Zhang Xiao
THE PHOTOBOOK REVIEW
Zhang Xiao’s A Hometown (Jiazazhi, 2021; 1,112 pages, €50) is an engrossing, multidimensional exploration of the artist’s hometown of Taishang Village in Shandong Province, China. An orangeand-pink marbled slipcase reveals a softcover volume of hundreds of photographs, printed on thin, uncoated paper and, appropriately, recalling an encyclopedia or field guide. There’s no wasted space here; Zhang collects more than a dozen different projects to create an exhaustive, breathless compilation about his birthplace. Throughout the book, his fourth collaboration with the Ningbo, Chinabased publisher Jiazazhi, Zhang obsessively notes how China’s rapid urbanization has transformed the social, cultural, and economic landscape of the rural village. Delving into his own ambivalent feelings of estrangement after returning home from making work in Chongqing and along China’s southern coast, Zhang produced a wide range of photographic experiments. Some appropriate the images of local photography studios to capture the aesthetics and aspirational tastes of the community, while others, such as a series of Polaroids that records every item stored in the drawers of his childhood home, tell a personal story of memory and longing.

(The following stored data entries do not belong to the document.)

PR #2137, opened 2021-09-21
add prow vendor check with config to pull private repos

laurafitzgerald:
# What
Adding an additional prow check in order to provide the steps required by prow to configure git/go to be able to pull a private repository. The reason we need this change is because the observability-operator repo is private. This will be needed on master soon.

# Verification steps
Run `make vendor/check/prow`
If you do not have the variables exported you the script should tell you.
export the values.
The don't really matter for now.
Run the script
There should be a new block of configuration in you `~/.gitconfig` file which looks like

```
[url "https://<the username>:<the token>@github.com@github.com"]
        insteadOf = https://github.com
```

### DIFF
--- a/Makefile
+++ b/Makefile
@@ -461,6 +461,11 @@ vendor/check: vendor/fix
 	git diff --exit-code vendor/
 	git diff --exit-code go.sum
 
+.PHONY: vendor/check/prow
+vendor/check/prow:
+	sh scripts/setup-private-git-access.sh
+	make vendor/check
+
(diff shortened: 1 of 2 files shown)


laurafitzgerald:
Going to merge this as it's isolated to the new make command. need to merge in order to get the related rehearsals running on https://github.com/openshift/release/pull/22098

Boomatang (commented):
A part from the miss match in help everything worked as expected

PR #2139, opened 2021-09-21
test: test-case: h23: update machine IP

psturc:
The previous rate-limit-testing machine was accidentally deleted. New instance was created and the IP has changed.


trepel:
The ssh-ing to that IP worked

/lgtm
/approve

PR #2146, opened 2021-09-23
[WIP] MGDAPI-2663: Improve admin reconciliation in user SSO

sergioifg94:
# Issue link
https://issues.redhat.com/browse/MGDAPI-2663

# What
Improve the logic of the User SSO reconciliation

## Group membership

The User SSO reconciler keeps in sync the dedicated admins group in Openshift with the dedicated admins group in Keycloak. It does so by reconciling the corresponding KeycloakUser resources and delegating on the Keycloak operator to propagate the changes to Keycloak. However, in the case of group membership, the Keycloak operator only reconciles group membership when creating a new user, so if the user already exists on Keycloak, updating the groups field in the resource won't result in
the membership being added in Keycloak.

This PR adds the logic to ensure the membership is in sync
in every reconcile by adding the user to the groups in the Keycloak API.

## Conflict errors

Avoid possible conflict issues when the Keycloak operator attempts to create a user that already exists, by setting the ID in the
KeycloakUser resource if the user is found on the API.

## Error messaging

When the Keycloak operator fails to reconcile a KeycloakUser resource, it sets the status to "failing". This has been currently ignored by the RHOAM operator, which results in errors silently ignored. Add the logic to the resource reconciliation to check the status and fail the reconciliation if the resource status is not positive

# Verification steps

> Coming soon


psturc:
Verified

Screenshot 2021-10-05 at 15 58 19

@sergioifg94 
just to confirm - is it expected behaviour that when user gets deleted from the dedicated-admins group in openshift, this change doesn't get synced with user sso?

psturc:
@sergioifg94 thanks, so in that case after PR checks are passing, this PR lgtm

PR #2150, opened 2021-09-24
Update 3scale bundle to 2.11 on installation-cpaas

sergioifg94:
# What

The current bundle being referenced is from 2.10, which includes images in the CSV that cause IIB to fail when running the Managed Service release pipeline. 

Update the 3scale bundle on the CPaaS installation spec to the 2.11 build from `3scale-operator-bundle-container-2.11.0-3`


carlkyrillos:
Reviewed change to installation-cpaas.yaml config file.
/lgtm

PR #397, opened 2021-03-05
Finish USBDevice.detach() placeholder.

teliot:
Only have Arduino Micro board to test on.

The ide fails to make the attempt to upload a sketch if the COM port is unavailable after detaching the USB serial CDC endpoint.

The RunnerException error in SerialUploader.java:152 should be caught and handled when attempting to upload to a nonexistent COM port. A console output should be given instructing the user to press the reset button, power cycle, or plug the board into a USB port so that the bootloader can upload a sketch from the IDE. This would allow a developer to upload sketches even when the sketch disables USB, or takes full control of the keyboard or mouse preventing the user from using their computer.

For example; if USBDevice.detach() is called in setup() a user would need to instruct avrdude on the command line and then get the device into the bootloader to upload a sketch. In practice the CDC endpoint resets the device and the IDE waits for the bootloader to upload the code. The bootloader can be physically triggered and a sketch uploaded if the IDE ignores the error when attempting to open the serial port and send the reset signal.

### DIFF
--- a/cores/arduino/USBAPI.h
+++ b/cores/arduino/USBAPI.h
@@ -62,6 +62,7 @@ public:
 	bool configured();
 
 	void attach();
+	// IDE CANNOT UPLOAD OVER USB WHILE DETACHED
 	void detach();	// Serial port goes down too...
 	void poll();
 	bool wakeupHost(); // returns false, when wakeup cannot be processed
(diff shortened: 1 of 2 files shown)


Dakkaron:
Is there any reason this has not been merged yet? I was stuck on USBDevice.detach() not working for like 10h until I found this.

At both the literal and thematic core of A Hometown is a smaller book within a book that contains a straightforward, documentary approach to the exploration of Zhang’s town’s terrain and its agricultural economy. While the included projects have various styles, the constellation of work that the book presents feels cogent and revelatory. Accompanying the photographs are four pieces and an interview with the artist.
“The ‘hometown’ here is no longer just an individual concept for me,” Zhang notes.
“I hope to expand the scope of it to a collective sense.” Perfectly balancing a simplicity of form with the intricacy of its content, A Hometown is a comprehensive, shifting, and ever-surprising study of homecoming.